Turkey creates a massive bridge connecting Europe and Asia

A massive suspension bridge was inaugurated Friday by the president of Turkey,

Turkey creates a massive bridge connecting Europe and Asia

South Korea's Prime Minister and other officials. It crosses the Dardanelles Strait and connects the Asian and European shores of the important waterway.

Turkish President Recep Tayyip Erdan said that the "1915 Canakkale Bridge" has a span of 2,023 meters (6,637 feet), which makes it the longest suspension bridge in the world.

It connects Gelibolu on Turkey's European side with Lapseki, on the Asian side. According to the president, travelers can cross the Dardanelles in six minutes instead of the 1 1/2 hour ferry ride.

Erdogan stated during the inauguration ceremony that Turkey had overtaken Japan as the longest bridge in the world, in terms of its midspan.

The inauguration coincided with the 107th anniversary Turkey's World War I naval win over a combined British and French fleet attacking Dardanelles. After the failed naval campaign, the allies of Britain and France with troops from Australia or New Zealand made the disastrous 1915 landings at Gallipoli.

In reference to the Canakkale's historical battlefields, Kim Boo-kyum, South Korean Prime Minister, stated that the 1915 Canakkale Bridge would leave behind a history of conflict and collision.

Kim stated that the bridge was built by a consortium of Turkish-South Korean companies and will strengthen the bonds between Turkey, South Korea and each other.

Erdogan stated that the "1915 Canakkale Bridge" was built at a cost of 2.5 billion euros ($2.7billion). However, Turkey will be able to save 415 million euros per year through a reduction in fuel consumption and carbon emission. The bridge's cost will be 200 Turkish Lira ($13.60).

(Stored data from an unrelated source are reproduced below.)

PR #4328, opened 2020-11-05
Constructor check should return false for arrow and generator functions

galpeter:
The previous `ecma_is_constructor` implementation did not checked if the
target function was an arrow or generator function. This resulted in
an incorrect execution for these function types.

Depends on: #4264

### DIFF
--- a/jerry-core/ecma/operations/ecma-function-object.c
+++ b/jerry-core/ecma/operations/ecma-function-object.c
@@ -129,24 +129,25 @@ ecma_op_is_callable (ecma_value_t value) /**< ecma value */
 } /* ecma_op_is_callable */
 
 /**
- * Checks whether the given object implements [[Construct]].
+ * Implement IsConstructor abstract operation.
  *
- * @return true - if the given object is constructor;
- *         false - otherwise
+ *
+ * @return ECMA_IS_VALID_CONSTRUCTOR - if object is a valid for constructor call
+ *         any other value - if object is not a valid constructor, the pointer contains the error message.
  */
-inline bool JERRY_ATTR_ALWAYS_INLINE
-ecma_object_is_constructor (ecma_object_t *obj_p) /**< ecma object */
+char *
+ecma_object_check_constructor (ecma_object_t *obj_p) /**< ecma object */
 {
   JERRY_ASSERT (!ecma_is_lexical_environment (obj_p));
 
   ecma_object_type_t type = ecma_get_object_type (obj_p);
 
-  if (type < ECMA_OBJECT_TYPE_PROXY)
+  if (JERRY_UNLIKELY (type < ECMA_OBJECT_TYPE_PROXY))
   {
-    return false;
+    return ECMA_ERR_MSG ("Invalid type for constructor call.");
   }
 
-  while (type == ECMA_OBJECT_TYPE_BOUND_FUNCTION)
+  while (JERRY_UNLIKELY (type == ECMA_OBJECT_TYPE_BOUND_FUNCTION))
   {
     ecma_bound_function_t *bound_func_p = (ecma_bound_function_t *) obj_p;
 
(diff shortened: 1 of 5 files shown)


rerobika (approved):
lgtm

jerry-core/ecma/base/ecma-gc.c
```diff
@@ -786,7 +786,11 @@ ecma_gc_mark (ecma_object_t *object_p) /**< object to mark from */
       case ECMA_OBJECT_TYPE_PROXY:
       {
         ecma_gc_mark_proxy_object (object_p);
-        break;
+        /* No need to free the properties of a proxy (there should be none) */
+        JERRY_ASSERT ((object_p->u1.property_list_cp == JMEM_CP_NULL)
+                      || (ECMA_GET_FIRST_BIT_FROM_POINTER_TAG (object_p->u1.property_list_cp) != 0)
+                      || (ECMA_GET_SECOND_BIT_FROM_POINTER_TAG (object_p->u1.property_list_cp) != 0));
```
zherczeg, line 792: The `(ECMA_GET_FIRST_BIT_FROM_POINTER_TAG (object_p->u1.property_list_cp) != 0` condition invalidates the whole point of `(object_p->u1.property_list_cp == JMEM_CP_NULL)`, doesn't it?

The condition should look like: `(object_p->u1.property_list_cp & ~0x3) == JMEM_CP_NULL` (of course with some macros)

zherczeg (changes requested):

jerry-core/ecma/base/ecma-gc.c
galpeter: The reason I separated into three different case is to clearly indicate what are the allowed cases/situations:
1) The bit 1 and 2 is not set
2) The bit 1 is set
3) The bit 2 is set (this also implies bit 1, maybe the assert order is incorrect)


Should I change it to the `~0x3` format? (Is there a macro for the 0x3 "bits"?)

zherczeg: I think you misunderstand me. It seems to me you want to test here that property_list_cp is null except the last two bits. However, the assert is wrong in that case, becasue the second or third case invalidates the first case.

zherczeg: I.e. 0x101 is accepted by the assert, while it should not be.

rerobika: Since currently only the first and the second pointer tags are used both assertions are correct. However I more like @zherczeg suggestion since it catches any misbehavior upon the third pointer tag is set by accident.

galpeter: Ok Will update, but that is not part of this PR, but the #4264 which this PR depends on.

rerobika:
@galpeter #4264 landed, please rebase.

rerobika (approved):
Still LGTM

jerry-core/ecma/operations/ecma-function-object.c
```diff
@@ -129,24 +129,29 @@ ecma_op_is_callable (ecma_value_t value) /**< ecma value */
...
   ecma_object_type_t type = ecma_get_object_type (obj_p);
 
-  if (type < ECMA_OBJECT_TYPE_PROXY)
+  if (JERRY_UNLIKELY (type < ECMA_OBJECT_TYPE_PROXY))
   {
-    return false;
+#if ENABLED (JERRY_ERROR_MESSAGES)
+    return "Invalid type for constructor call.";
+#else /* !ENABLED (JERRY_ERROR_MESSAGES) */
+    return "";
```
zherczeg, line 150: What about using ECMA_ERR_MSG ? In all places. Should simplify the code a lot.

zherczeg (changes requested):

jerry-core/ecma/operations/ecma-function-object.c
galpeter: ECMA_ERR_MSG returns NULL which in our case represents that there was no error.

zherczeg: If it would be once, that would be ok, but there are so many similar cases. We should do something with it.

jerry-core/ecma/base/ecma-gc.c
zherczeg: I may misunderstand something, but this is a logical or operation. The first part check if the pointer is null, the second part checks whether the fisrt bit is set. The problem is, if the second part is true, it doesn't matter the first part. Based on your explanation, 3 values are valid: 0x0, 0x1, 0x3. But the assert accepts 0x101, which is not allowed. So the assert is wrong.

jerry-core/ecma/operations/ecma-function-object.c
galpeter: Updated, now the `ECMA_ERR_MSG` returns an empty string if the error messages are disabled, and the messages passed for the raise_error* methods are checking for NULL and "" strings. Is this version ok? Or should I create another macro beside the `ECMA_ERR_MSG` which can return empty strings instead?

zherczeg: "" may increase binary size. What about returning with `(char*)0x1` on success? We could define a macro for that.

zherczeg (approved):
LGTM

The architecture of the bridge is rich in symbolism. Erdogan stated that the bridge's central span, which measures 2,023 meters (6.637 feet), is to commemorate 2023, the year Turkey marks the centenary since the fall of the Ottoman Empire. The bridge's towers are 318m (1,043ft) high -- an allusion to March 18, or 3/18, when Turkey remembers the Gallipoli land and sea battles.

The World War I Gallipoli campaign was designed to secure a route for naval vessels from the Mediterranean Sea through the Dardanelles to Istanbul, and to extricate the Ottoman Empire from the conflict. The Gallipoli landings on April 25, 1915 marked the beginning of a long battle that lasted eight months. The fighting saw the deaths of around 44,000 Allied soldiers and 86,000 Ottoman soldiers.